CLiPS Colloquium - Artur Kulmizev : How good is your Wikipedia?

Date: December 6, 15:00

Location: Room S.R.231

Registration: Please confirm your attendance by mailing jens.lemmens@uantwerpen.be

Abstract: Wikipedia’s perceived high quality and broad language coverage have established it as a fundamental resource in multilingual NLP. In the context of low-resource languages, however, these quality assumptions are increasingly being scrutinised. This paper critically examines the data quality of Wikipedia in a non-English setting by subjecting it to various quality filtering techniques, revealing widespread issues such as a high percentage of one-line articles and duplicate articles. We evaluate the downstream impact of quality filtering on Wikipedia and find that data quality pruning is an effective means for resource-efficient training without hurting performance, especially for low-resource languages. Moreover, we advocate for a shift in perspective from seeking a general definition of data quality towards a more language- and task-specific one. Ultimately, we aim for this study to serve as a guide to using Wikipedia for pretraining in a multilingual setting. 
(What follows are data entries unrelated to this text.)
PR #699, opened 2022-11-16
refactor(subject): `Subject.stream` now returns a read-only `Stream`

hoc081098:
- Streams returned by Subjects are read-only streams, ie. they don't support adding events (Previous, `Subject.stream` is identical to Subject).
 - Change return type of `ReplaySubject<T>.stream` to `ReplayStream<T>`

### DIFF
--- a/lib/src/subjects/behavior_subject.dart
+++ b/lib/src/subjects/behavior_subject.dart
@@ -132,7 +132,7 @@ class BehaviorSubject<T> extends Subject<T> implements ValueStream<T> {
       _wrapper.setError(error, stackTrace);
 
   @override
-  ValueStream<T> get stream => this;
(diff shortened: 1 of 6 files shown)


ryanheise:
I would prefer to leave this sort of thing the responsibility of static type checking. Adding defensive programming here increases the binary size and slightly adds to the computation time, whereas static type checking serves the same purpose but costs nothing at runtime.

What I mean regarding the static typing is that the return type of `Subject.stream` is already `ValueStream<T>` and so it already restricts the visible interface to the intended one. If a client does try to override the static types at runtime by casting that return type to some undocumented implementation type, it is using undocumented behaviour in which case the library is no longer responsible for perils the client suffers. There is no need to add executable code to defend against clients that try to bypass the declared static types.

Bio: Artur Kulmizev is a Postdoctoral Researcher at KU Leuven (🇧🇪), working within the LAGoM-NLP group led by Miryam de Lhoneux. His research concerns Multilingual NLP and methods for making language representation fair and equitable. In particular, his interests lie in how principled data selection and language sampling can be employed as part of the pre-training process, so that models can learn from better data — rather than simply more of it. In addition, he is also interested in how typological bias is reflected in commonly employed evaluation datasets and metrics, and how this affects our appraisal of multilingual models.

Prior KU Leuven, Artur earned his PhD in computational linguistics at Uppsala University (🇸🇪), supervised by Joakim Nivre and Anders Søgaard. His dissertation focused on the syntactic knowledge encoded by language models, investigated through the lens of dependency parsing. Before his PhD, Artur graduated from the EM-LCT program, where he spent his first year at the University of Groningen (🇳🇱) and his second year at the the University of the Basque Country (🇪🇸).

Kushal Tatariya is a PhD student at KU Leuven (🇧🇪), working within the LAGoM-NLP group led by Miryam de Lhoneux. She works in problems in multilingual and low-resource NLP. Her past projects looked at NLP for creole languages and code-switching. She is particularly interested in how availability of data and data quality influence the development of language models for low-resource languages. A central aspect of her research is also in linguistically informed interpretability as a way aid the understanding and development of multilingual language models. 

Prior to her PhD, Kushal got her masters in linguistics from the University of Glasgow and her advance master in digital humanities from KU Leuven (🇧🇪), with her focus being on the sociolinguistics of language contact in post-colonial settings.